A Mulher branca possui uma participação considerável nos escritos literários, principalmente no que diz respeito ao período romântico de nossa literatura. Seu estereótipo de beleza predominou por muito tempo na literatura brasileira, mas, esse espaço ocupado por ela fora negado à mulher negra e, consequentemente à “mulata” (sic), visto que para tal era reservada a subalternidade.
Ao analisarmos os construtos literários, é possível identificarmos que a figura da mulher negra aparece atrelada à senzala, ou, no mais, à cozinha dos senhores de escravos. Essa limitação permanece por todo o Romantismo, porém, no Realismo/Naturalismo, surge como figura ilustrativa característica dessa relação de subserviência e subalternidade entre a mulher negra e os seus senhores a mulata, com seus dotes exuberantes quase caricaturais. Nesse sentido, a negritude cede lugar à mestiçagem, atribuindo à mulata um lugar de “destaque” nos registros literários.

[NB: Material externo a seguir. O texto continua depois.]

PR #1057, opened 2020-10-28
Languages update

MDrakos:
https://www.pivotaltracker.com/story/show/175405071

### DIFF
--- a/internal/runners/languages/install.go
+++ b/internal/runners/languages/install.go
@@ -9,20 +9,25 @@ import (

Por um lado, vista como exótica, bonita, atraente e atrativa, dotada das artimanhas culinárias (Gabriela, cravo e canela); por outro, como libertina, amoral e imoral (Rita baiana), como aquela que é apenas dotada de atributos físicos, atrativos aos instintos sexuais; e seu corpo, espaço de prazer. Assim, raça e cor misturam-se e ela torna-se um elemento atrativo capaz de aguçar os instintos humanos. É nesse molde que tal negrofagia sensorial vai delineando a sua história (da “mulata”) enraizada à identidade nacional.
Gilberto Freyre muito chamou a atenção tanto para o papel sexual desempenhado por essas mulheres, quanto para sua condição ao reproduzir o ditado popular Branca para casar, mulata para foder e negra para trabalhar. No centro destas representações, a figura da mulata é triplamente subalterna: por ser mulher, pela sua condição social e por sua cor; porém um elemento desejável para o olhar hegemônico. Portanto, no sistema de dominação masculina, para os senhores, possuir sexualmente seria reafirmar sua condição de superioridade e, para a mulher negra, a submissão, incapacidade e impotência.

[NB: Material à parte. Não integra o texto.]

PR #1062, opened 2020-10-29
Update state platforms add argument

MDrakos:
https://www.pivotaltracker.com/story/show/175462736

### DIFF
--- a/internal/runners/platforms/platforms.go
+++ b/internal/runners/platforms/platforms.go
@@ -92,9 +92,9 @@ func splitNameAndVersion(input string) (string, string) {
 }
 
 func prepareLatestVersion(params Params) (Params, error) {
-	platformUUID, fail := model.HostPlatformToPlatformID(params.Name)
-	if fail != nil {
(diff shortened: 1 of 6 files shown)


internal/runners/platforms/platforms.go
```diff
@@ -71,9 +75,77 @@ func prepareParams(ps Params) (Params, error) {
...
+}
+
+// platformSemver covers the semvers used by the platform that do not conform
+// to the semver standard. (ie. they have an extra numerical value after patch)
+type platformSemver struct {
+	semver     semver.Version
+	additional int
+}
+
+func latestPlatformVersion(name string) (string, error) {
```
Naatan, line 107: This is doing too much. This type of logic belongs on the solver. For now if they don't supply a version just use the constants here:

http://github.com/ActiveState/cli/blob/c91da98bb5a4f39f6823f713ac381d68b3581745/internal/constants/constants.go#L184-L184

Naatan (changes requested):

Naatan (approved):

Assim, a literatura aliada à historiografia encarregaram-se de construir e perpetuar a imagem estereotipada de uma mulher “negra/mulata” que chega ao nosso século XXI alicerçado no signo ideológico nega. Comumente, tal signo é utilizado de forma pejorativa quando um homem mantém um relacionamento extraconjugal ou quando se refere a várias mulheres – sejam elas loiras, ruivas, não importa (nesse caso, referente a algumas regiões do país). Ele também aparece evidenciado no enunciado tão conhecido e utilizado por alguns não sou tuas nega ou, ainda, cristalizado no título da minissérie exibido pela rede Globo em 2014 O sexo e as negas. O cerne da questão nos parece residir no fato de que esse signo favoreceu, sobretudo, a imagem de uma mulher negra fragmentada, vista apenas sob o viés biológico, o que a estigmatiza e a reduz. Assim, a historiografia – contada sob a ótica do colonizador – e a literatura canônica elitista auxiliaram a forjar e perpetuar a construção desse perfil de mulher, o qual arraigou-se no imaginário social e coletivo e desenvolveu-se a tal ponto de encontrar espaço em nossa sociedade.
REFERÊNCIAS
AMADO, Jorge. Gabriela, Cravo e Canela. Rio de Janeiro: Record, 1958.
AZEVEDO, Aluísio. O cortiço. Coleção Grandes Leituras. São Paulo: FTD, 1993.
FREYRE, Gilberto de Mello. Casa Grande & Senzala: formação da família brasileira sob o regime da economia patriarcal. São Paulo: Editora Global, 2004. 49 ed.
QUEIROZ JÚNIOR, Teófilo de. Preconceito de cor e a mulata na literatura brasileira. São Paulo: Ática, 1982.
SANT’ANNA, Affonso Romano de. O Canibalismo Amoroso. São Paulo: Brasiliense, 1985.